Aerospike Connect for Spark version 2.8.0 was released on July 14, 2021.
- Supported until October 14, 2022.
- Tested with Apache Spark 2.4.7, Scala 2.11.12, & Python 3.7.
- Minimum supported Aerospike Server version 5.0.
New Features
- [CONNECTOR-166] - Support batchget queries with digests in Spark Connector.
- [CONNECTOR-142] - Data Sampling using the Spark Connector using
aerospike.sample.size
flag. - [CONNECTOR-142] - Support boolean bins in the Spark Connector (refer to
aerospike.booleanbin
in the documentation). - [CONNECTOR-211] - Support partial updates of records using the
aerospike.update.partial
flag.
Improvements
- Migrated from queryPartiton() call to ScanPartitions().
- Updated Spark version to 2.4.7.
- Update Client version to 5.1.5.
- Migrated to Expressions for scans.
- Pushdown support for Float & Double datatypes.
Bug Fixes
- [CONNECTOR-205] - Filter out records that breach write block size in Aerospike via Spark Connector.

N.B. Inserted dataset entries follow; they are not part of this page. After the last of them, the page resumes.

PR #9032, opened 2025-06-10
Feat: Visualize Agent Loop (User Input, Agent Output, Action-Obs pair…

### LINKED ISSUE #8916: [Feature]: Visualize Agent Loop (User Input, Agent Output, Action-Obs pair) and Record LLM Metrics with OpenTelemetry/Logfire
During our use of OpenHands, we found there is currently no UI to observe key steps in the agent loop, such as detailed action-observation pair calls, LLM request, and token usage (both per single turn and aggregated across multiple turns).

We instrumented the agent loop and LLM requests using telemetry, aggregating all steps by session/conversation. These logs can be viewed in real-time on the Logfire UI, as shown in the diagram below.

Image

Below are some design details:

**Instrumentation Structure**

The agent loop is mainly controlled by the agent controller,  logfire performs event tracking around the agent controller. The Instrumentation structure is designed as follows:

Image

_Session_ : the root node in the logfire log, every conversation created by the user on the UI is a Session, offline evaluation, each initialization of an AgentController can also be seen as a Session

_Conversation_ : Represents each round of user dialogue, usually starting with User Input and ending with AgentFinish or Error

_Action_ : Openhands internally converts the query into action and then executes it in the runtime
HandleAction & HandleObservation : The action-obs pair under the action node, the process of the controller processing the action, and the observation will be generated after the action is executed

_Chat LLM_ : Record the complete input and output of the model by role, as well as Metric information (Token, Duration, etc.)

**Case display**

- Multi-turn Conversation

https://logfire-us.pydantic.dev/fanzhijie-zed/openhands?since=2025-05-27T09%3A20%3A16.930Z

All conversations of a single session are under the Span of the Global Session, and each round of conversation is under a Conversation Span

Image

- Token Usage
All model requests can see metrics such as Input Token, Output Token, and Total Token. All Usages under a Span will be aggregated and calculated together.

Image

- Model Request
The input and output of the model request will be organized by Role (System, User, Assistant)

Image

zhijie1111:
…) and Record LLM Metrics with OpenTelemetry/Logfire

---

---
Fixes #8916


zhijie1111:
> Thanks for the PR, @zhijie1111 ! TBH I thought it was at least partially possible already, via litellm, for the LLM calls? I'm not sure we need many spots with a level of indirection in the code, for that. Have you tried to look at litellm support?

@enyst Thanks very much for your review! Our current idea is to improve the observability of the entire agent loop, including both the LLM and other behaviors. The behaviors we want to monitor now include the input and output of each conversation turn, action-observation pairs, and LLM calls. These elements have a nested structure—for example, one session contains multiple conversation turns, and actions and observations come in pairs, which is why some spans are used to manage this. I’m not sure if LiteLLM can only be a provider for LLM observability, but OpenTelemetry (OTel) is a general solution for collecting observability data. Currently, we use OTel as the collector and LogFire(potential to expand in the future. etc. datadog, langfuse) for visualization.  We would appreciate any further suggestions you might have regarding these goals.

zhijie1111:
> First off, really appreciate effort on observability. My initial reaction is that there are at least two significant architectural decisions being made in this PR. One is the introduction of OpenTelemetry traces, the second is LogFire LLM monitoring.
> 
> Otel is an open standard with a lot of momentum that we've already discussed adopting, probably an easy sell. LogFire is a vendor-specific solution, and if we explicitly support it we may then also need to support competitors.
> 
> Fortunately, we already have a way to integrate these LLM tracing providers, through our [litellm proxy integration](https://docs.all-hands.dev/usage/llms/litellm-proxy). Litellm in turn [supports Logfire](https://docs.litellm.ai/docs/observability/logfire_integration), [Langfuse](https://langfuse.com/docs/integrations/litellm/tracing) and others.
> 
> So I recommend you set up a litellm server with your LogFire integration and see what else is needed to get the visibility you're looking for. If there are changes on the OpenHands side we're open to that, such as otel traces or adding metadata to litellm requests. 

@raymyers 
Yes, LiteLLM is a great solution for tracing LLM requests. This could complement our tracing approach, because our current goal is to improve the observability of the entire agent loop, including both the LLM and other behaviors. The behaviors we want to monitor now include the input and output of each conversation turn, action-observation pairs, and LLM calls. OpenTelemetry (OTel) is a general solution for collecting observability data. 

Currently, we use OTel as the collector and LogFire (with potential to expand to others like Datadog or Langfuse) for visualization. 

You can find more details about agent loop behavior tracking in this [issue](https://github.com/All-Hands-AI/OpenHands/issues/8916).

raymyers:
> The behaviors we want to monitor now include the input and output of each conversation turn, action-observation pairs, and LLM calls. OpenTelemetry (OTel) is a general solution for collecting observability data.

That sounds reasonable, I'd supporting adding OTel traces.

> Currently, we use OTel as the collector and LogFire (with potential to expand to others like Datadog or Langfuse) for visualization.

We should not make OpenHands depend on LogFire and Datadog and Langfuse. Since all of those have OTel collectors, it should be possible to decouple this and still allow those use cases.

enyst:
To note, [this option](https://github.com/All-Hands-AI/OpenHands/blob/7dede37fd80f7aaa2f1f6b77383c284611bbccff/config.template.toml#L43) allows to save trajectories, and then the [trajectory visualizer](https://github.com/All-Hands-AI/trajectory-visualizer) can show them.

zhijie1111:
> We should not make OpenHands depend on LogFire and Datadog and Langfuse. Since all of those have OTel collectors, it should be possible to decouple this and still allow those use cases.

Make sense. We will make some adjustments to the implementation here.

zhijie1111:
> To note, [this option](https://github.com/All-Hands-AI/OpenHands/blob/7dede37fd80f7aaa2f1f6b77383c284611bbccff/config.template.toml#L43) allows to save trajectories, and then the [trajectory visualizer](https://github.com/All-Hands-AI/trajectory-visualizer) can show them.

Trajectory records events based on an event stream and also supports visualization. In comparison, OpenTelemetry (OTel) can provide similar or even more features, with support for more configurable visualization backends. Also, the event stream currently seems to lack LLM tracing, which affects the completeness of Trajectory, and I’m not sure if this will be added in the future. We can have further discussions on whether we need to introduce OTel for tracing.

enyst:
@zhijie1111 I'll step back here, and I'm okay with OTel traces introduction, if you and Ray settled on the approach. You are correct to point out that I was still pondering that custom solution with event trajectories, but it doesn't integrate well with others.

OpenHands needs observability, otherwise we're all stuck trying different things that only partially work. Thank you for the work on it!

Nit: I would love it if we can implement in a way that is minimally intrusive for code readability. Like using decorators? In particular in core classes, where it could otherwise obscure the logic.

raymyers:
Looking more into this, I see that LogFire actually does support sending to other OpenTelemetry backends so I could see it functioning as a vendor neutral SDK. With that in mind I'll re-evaluate the PR. Should have an update by Friday, cheers!

https://logfire.pydantic.dev/docs/why/#opentelemetry-under-the-hood

raymyers:
OK mostly good news, we plan to instrument OpenTelemetry in the next few weeks. It will be using the default OTel SDKs so this PR will have to be reworked but it should be pretty easy at that point to add the spans you need and you can send them to LogFire or any collector.

Thanks for pushing for this, it's been a long time coming.

https://github.com/All-Hands-AI/OpenHands/issues/9670

zhijie1111:
> OK mostly good news, we plan to instrument OpenTelemetry in the next few weeks. It will be using the default OTel SDKs so this PR will have to be reworked but it should be pretty easy at that point to add the spans you need and you can send them to LogFire or any collector.
> 
> Thanks for pushing for this, it's been a long time coming.
> 
> #9670

@raymyers That would be great! If you could include the telemetry protocol natively, we would be very happy to integrate it.

mamoodi:
Going to close this as it has been stale for a long time. Please let me know if it needs reopening.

- [CONNECTOR-212] - Handle nulls in full record writes (REPLACE, REPLACE_ONLY, and CREATE_ONLY).
- [CONNECTOR-215] - Writes are slower in the Spark Connector v2 version. Introduced a new flag
aerospike.write.batchsize
to control write throughput.
Known Issues
- DataSource v2 API does not support the SQL statement
INSERT INTO
a temp view. Use DataFrame syntax for equivalent functionality. -
aerospike.write.mode
flag overrides Apache Spark write mode. - Spark connector stores spark DateType and TimestampType as long. In Aerojoin API calls convert these types to long.
- [CONNECTOR-312] - Update spark connectors with latest java clients to address CLIENT-1637 (“partition unavailable” errors occur). Fixed in version 2.8.1 .
Updates
- The default value of flag
aerospike.partition.factor
has changed from 12 to 8. Please update your application accordingly.